The Joint Health Steering Committee (JHSC), co-chaired by U.S. Ambassador William W. Popp and Ugandan Minister of Health Dr. Jane Ruth Aceng Ocero, met for the first time in Kampala.
The committee is tasked with managing a five-year Memorandum of Understanding that sees the U.S. contributing $1.7 billion and Uganda providing $577 million in co-investment.
“This committee underscores the strategic importance of this partnership,” Ambassador Popp told AEA following the meeting. “It advances a strategy of addressing disease threats at their source while building sustainable local systems that can eventually graduate to self-sufficiency.”
The first year of the plan allocates $410 million in U.S. assistance, focusing on the “big four” infectious diseases: HIV/AIDS, malaria, tuberculosis, and polio. However, a significant portion of the new funding is earmarked for “workforce capacity,” an effort to reduce Uganda’s historical dependence on foreign medical expertise.

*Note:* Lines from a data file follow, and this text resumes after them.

PR #255, opened 2023-03-01
pass date to clinvar summariser

MattWellie:
# Fixes

  - date option was not passed in the clinvar wrapper
  - previous change somehow turned a TV on, this will rectify that mistake

## Proposed Changes

  - ... passes a date argument, if supplied
  - turns off the TV


vivbak (approved):
HAHAHHAHAHA 👀

PR #263, opened 2023-03-09
Annotate common tx csq

### LINKED ISSUE #140: Use same-codon clinvar annotations
- As an analyst 
- I would like variants to be annotated with clinvar consequences at the same codon
- So that I can see relevant consequences at each clinvar locus even if a specific change wasn't submitted before

When labelling variants with clinvar consequences, we would like to take into account pathogenic clinvar entries at the same codon. This can provide insight about possible consequences where a specific change doesn't appear in clinvar, assisting the curation process with additional context.

AIP categories 1, 2, and 3 are assigned partially on clinvar annotation. This will mean that these categories are assigned a little more generously on the basis of "clinvar is pathogenic". For this limited purpose we are not including benign annotation in the same codon, though all clinvar links to the same codon should be provided in the report.

1. Annotate each protein altering variant with other clinvar consequences in this codon
2. When selecting for 'clinvar pathogenic', allow for other pathogenic changes at this codon to count equally
3. In the exported annotations, include **all** clinvar alleles at this codon
    - i.e. if a variant has a clinvar benign and clinvar pathogenic change in the same codon, provide links to both in the report

MattWellie:
# Fixes

  - Implements a new category based on the PM5 ACMG criteria
  - Closes #140

## Proposed Changes

  - Includes a helper script with code used to take a clinvar VCF annotated by VEP, reshuffle the content into a Hail Table linking all Protein_ID and residue number with all relevant clinvar alleles
  - This helper isn't being built up into a proper wrapper script because once VEP is released on Hail Query that will be much easier to develop. Pretty manual until then
  - Includes a `categorydetailspm5` which will collect all clinvar missense submissions at the same residue as a current missense
  - any matched submissions that are an exact match to this current variant are removed
  - This data is processed to create a new column in the report HTML with hyperlinks to the other entries (if appropriate)
  - needs further testing, but happy to force this through for now to freeze functional code - happy to increase test coverage

Waiting for tweaks to downgrade the pm5 from being a full category to being a type of support

## Checklist

- [x] Related Issue created
- [] Tests covering new change
- [x] Linting checks pass

### DIFF
--- a/reanalysis/clinvar_by_codon.py
+++ b/reanalysis/clinvar_by_codon.py
@@ -1,12 +1,26 @@
 """
 method file for re-sorting clinvar annotations by codon
 utilises the latest in-house clinvar summary data
+this should probably be transformed into a broader wrapper;
+
+1. download ClinVar VCF
+2. annotate that VCF with VEP consequences
+3. substitute out the clinvar decisions with CPG versions
+4. munge the data to index all CPG decisions on protein change
+5. write resulting table out
+
+The main reason not to do this just yet is that we won't need
+to re-run it frequently, and hopefully it won't be long before
+VEP-on-Hail-Query works, in which case that whole workflow
+would be a trivial extension from this
 """
+
+
 import logging
 
 import hail as hl
 
-from reanalysis.hail_filter_and_label import PATHOGENIC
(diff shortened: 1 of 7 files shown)


cassimons (approved):
🔥

PR #660, opened 2025-11-15
Collapse buildrequests regardless of clean(_obj) property

Meinersbur:
With this PR, the `clean` and `clean_obj` properties are ignored when considering whether to collapse two buildrequests. The collapsed request will have that property if either of the original requests has. `clean`, respectively `clean_obj`, not being set never guaranteed pre-populated build directory anyway.

Background:
 * The `clean` property is set in the Force Build dialog: "Clean source code and build directory". It is never set by LLVMPoller.
 * The `clean_obj` property is set in the Force Build dialog: "Clean build directory", or when LLVMPoller adds a buildrequest for a new llvm-project commit that [changes a CMake file](https://github.com/llvm/llvm-zorg/blob/main/zorg/buildbot/changes/llvmgitpoller.py#L170) or contains the string ["Require[...]clean build"](https://github.com/llvm/llvm-zorg/blob/main/zorg/buildbot/changes/llvmgitpoller.py#L40) in the commit message.
 * Neither is automatically set on builders even with [`clean` option](https://github.com/llvm/llvm-zorg/blob/main/buildbot/osuosl/master/config/builders.py#L65). Instead, those builders enable the cleaning step independent of the `clean`/`clean_obj` properties inherited from the buildrequest.

Two buildrequests were only collapsed when their properties are equal, including the `clean_obj` property. Since the value of the property changes dependending on whether a CMakeLists.txt file is touched, a typical sequence of buildrequests after collapsing becomes

1. buildrequest 
2. buildrequest with clean_obj=true
3. buildrequest 
4. buildrequest with clean_obj=true
5. buildrequest 
6. buildrequest with clean_obj=true
7. buildrequest 
8. ...

Hence, slow builders with `collapseRequests` enabled in practice it still does two builds per CMakeLists.txt change. This may lead to high response latency during times of high commit volume or the slowest builders not being able to keep up at all.

### DIFF
--- a/zorg/buildbot/process/buildrequest.py
+++ b/zorg/buildbot/process/buildrequest.py
@@ -31,7 +31,7 @@ def setBuildsetProperty(db, bsid, name, value, source="Collapse"):
     yield db.pool.do(thd)
 
     # Also update the lookup cache, if this buidset properties' has been cached.
-    if bsid in db.buildsets. getBuildsetProperties.cache.keys():
+    if bsid in db.buildsets.getBuildsetProperties.cache.keys():
         # Lookup of old values will be from the cache
         properties = yield db.buildsets.getBuildsetProperties(bsid)
 
--- a/zorg/buildbot/process/buildrequest.py
+++ b/zorg/buildbot/process/buildrequest.py
@@ -1,4 +1,45 @@
 from twisted.internet import defer
+import json
+import sqlalchemy as sa
+
+
+@defer.inlineCallbacks
+def setBuildsetProperty(db, bsid, name, value, source="Collapse"):
+    """Set a buildset property
+
+    buildbot.db.buildset.BuildsetConnectorComponent only has
+    getBuildsetProperties, but no setter. This setter is modelled after
+    setBuildProperty.
+    """
+    def thd(conn):
+        bs_props_tbl = db.model.buildset_properties
+        db.buildsets.checkLength(bs_props_tbl.c.property_name, name)
+
+        whereclause=sa.and_(bs_props_tbl.c.buildsetid == bsid, bs_props_tbl.c.property_name == name)
+        q = sa.select([bs_props_tbl.c.property_name, bs_props_tbl.c.property_value], whereclause=whereclause)
+        prop = conn.execute(q).fetchone()
+        value_js = json.dumps([value,source])
+        if prop is None:
+            conn.execute(bs_props_tbl.insert(), {
+                "buildsetid": bsid,
+                "property_name": name,
+                "property_value": value_js
+            })
+        elif prop.property_value != value_js:
+            conn.execute(bs_props_tbl.update(whereclause=whereclause), {"property_value": value_js})
+
+    yield db.pool.do(thd)
+
+    # Also update the lookup cache, if this buidset properties' has been cached.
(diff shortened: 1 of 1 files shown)


DavidSpickett:
My original PR for reference - https://github.com/llvm/llvm-zorg/pull/266/

Meinersbur:
What this does:

1. When considering collapsing merges, ignore `clean` and `clean_obj` properties.
2. The request are merged, set `clean`/`clean_obj` on the merged buildrequest, if at least one of the buildrequest has that property set.

This is different from the mechnism that #266 introduced in that it is able to set the `clean`/`clean_obj` property itself, whereas #266 only handles `clean_obj`  and requires that another component (in this case: `builder.config.factory.clean`) already applies that same effect as `clean_obj` would. Hence, it only works if `builder.config.factory.clean == True` (i.e. incremental builds disabled). This PR also works for incremental builders.

This PR also ignores the buildrequest `clean` property (that #266 still requires to match) which conceptually makes no difference here, but I don't have a use case. I still implemented it following the rule of least astonishment.

~~I think that #266 does not work as intended. The `clean` property is basically never set, nor do we want it to be set as it means that `git clone` has to re-populate the llvm.src directory. This means the condition `if getattr(builder.config.factory, "clean", False):` never applies.~~

Since it checks `builder.config.factory` (not the buildrequest properties), it actually might work for Factories that support it. The interpretation of `clean` is different than the buildrequest `clean` here.  AnnotatedBuilder, which I am working with, uses the term `clobber` instead, which might be why I didn't notice it actally collapsing.


> which seems to do the same thing as clean_obj?

 * Dialog description of `clean`: "Clean source code and build directory"
 * Dialog description of `clean_obj`: "Clean build directory"

Please also read the background section in the summary.

zorg/buildbot/process/buildrequest.py
```diff
@@ -1,4 +1,45 @@
...
+                "property_name": name,
+                "property_value": value_js
+            })
+        elif prop.property_value != value_js:
+            conn.execute(bs_props_tbl.update(whereclause=whereclause), {"property_value": value_js})
+
+    yield db.pool.do(thd)
+
+    # Also update the lookup cache, if this buidset properties' has been cached.
+    if bsid in db.buildsets. getBuildsetProperties.cache.keys():
```
DavidSpickett: Is the space after `buildsets.` intentional?

(I didn't realise Python let you do this, but it does)

DavidSpickett (commented):
I understand this now. A lot of my confusion was that my previous change definitely did do something for some of the builders, but I do now see how this PR expands on that.

Looks fine to me, but since this interacts with the database, Galina should be the approver.

And for them, the inspiration for the new setter method is here - https://github.com/buildbot/buildbot/blob/0aee5e842fcbb8b98e90fce01ea871e675445ce8/master/buildbot/db/builds.py#L320

zorg/buildbot/process/buildrequest.py
Meinersbur: Not intentional, fixed.

I get such spaces often from code completion thinking the formatter will remove those later. However, llvm-zorg is not pre-formatted, so running `darker` (especially on buildbot/osusol/master/config/builders.py) gets you a massive amount of spurious changes.

gkistanova (approved):
LGTM.

PR #662, opened 2025-11-18
[AIX] limit lit tests on clang builder to avoid limiting other builders

madanial0:
The machine that hosts clang aix builder also hosts the flang aix builder. Limit the number of threads the clang build uses in order not to drought the flang build as both run at the same time.


daltenty (approved):
LGTM

PR #668, opened 2025-12-04
Add a new SYCL GPU builder

sarnex:
Add a new Intel-hosted machine with a GPU that builds the `libsycl` project.

Once we have tests, we will run the `check` target for `libsycl` as well which will include tests that use the GPU.


gkistanova (commented):
LGTM.

PR #673, opened 2025-12-10
Use LLVM_ENABLE_RUNTIMES for building compiler-rt in Green Dragon

ndrewh:
Building compiler-rt with LLVM_ENABLE_PROJECTS is deprecated and will be removed in a future release. This builds compiler-rt with LLVM_ENABLE_RUNTIMES.

Note that if any of these builds are used for release branches that do not yet have https://github.com/llvm/llvm-project/pull/166837, we may want to either cherry-pick that to the release branches or hold off on this PR.

### DIFF
--- a/zorg/buildbot/builders/sanitizers/buildbot_qemu.sh
+++ b/zorg/buildbot/builders/sanitizers/buildbot_qemu.sh
@@ -25,8 +25,7 @@ readonly STAGE2_DIR=llvm_build2_host
 
   cmake \
     ${CMAKE_COMMON_OPTIONS} \
-    -DLLVM_ENABLE_PROJECTS="clang;lld" \
-    -DLLVM_ENABLE_RUNTIMES="compiler-rt" \
+    -DLLVM_ENABLE_PROJECTS="clang;compiler-rt;lld" \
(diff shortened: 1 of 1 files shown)


zorg/buildbot/builders/sanitizers/buildbot_qemu.sh
azharudd, line 1: Please skip the changes to this file from this PR. Only the files in `jenkins` directories are applicable to Green Dragon.

DavidSpickett: Also add to the title "in Green Dragon". (as there are some Buildbot bots that are not using runtimes yet)

DavidSpickett: ~~I think this script was added by @asb so I assume they will change it when they're ready.~~

Actually I'm thinking of the *other* qemu script, sorry for the unnecessary ping.

ndrewh:
The fix for builtins tests got rolled back, so I'm waiting on the reland (https://github.com/llvm/llvm-project/pull/171941) before I merge this.

ndrewh:
This broke some jobs, fixing

PR #677, opened 2025-12-12
Add artifact manager script for downloading toolchains

justice-adams-apple:
* Add `artifact_manager` for downloading toolchain artifacts used by stage 2 builds.
* Add `fetchArtifact` shared library function for using the script in jenkins jobs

Minister Aceng emphasized that the agreement is a shift away from traditional “donor-recipient” dynamics. “This represents Uganda’s determination to build a resilient health system that serves all citizens, funded through a transparent, mutual commitment,” she said.
The partnership comes at a delicate time for Ugandan diplomacy, as the country navigates regional security challenges and internal political debates. Analysts suggest that the health agreement serves as a “soft power” anchor for U.S.-Uganda relations, ensuring cooperation on humanitarian grounds even when political friction arises.
Beyond health, the Ugandan capital remains focused on infrastructure. Sources close to the Ministry of Works confirmed to AEA that discussions are accelerating regarding the synchronization of the Standard Gauge Railway (SGR) with regional neighbors, though funding gaps remain a primary hurdle.
As the JHSC begins its work, the success of this health initiative is being watched as a potential blueprint for other U.S. bilateral investments across the continent.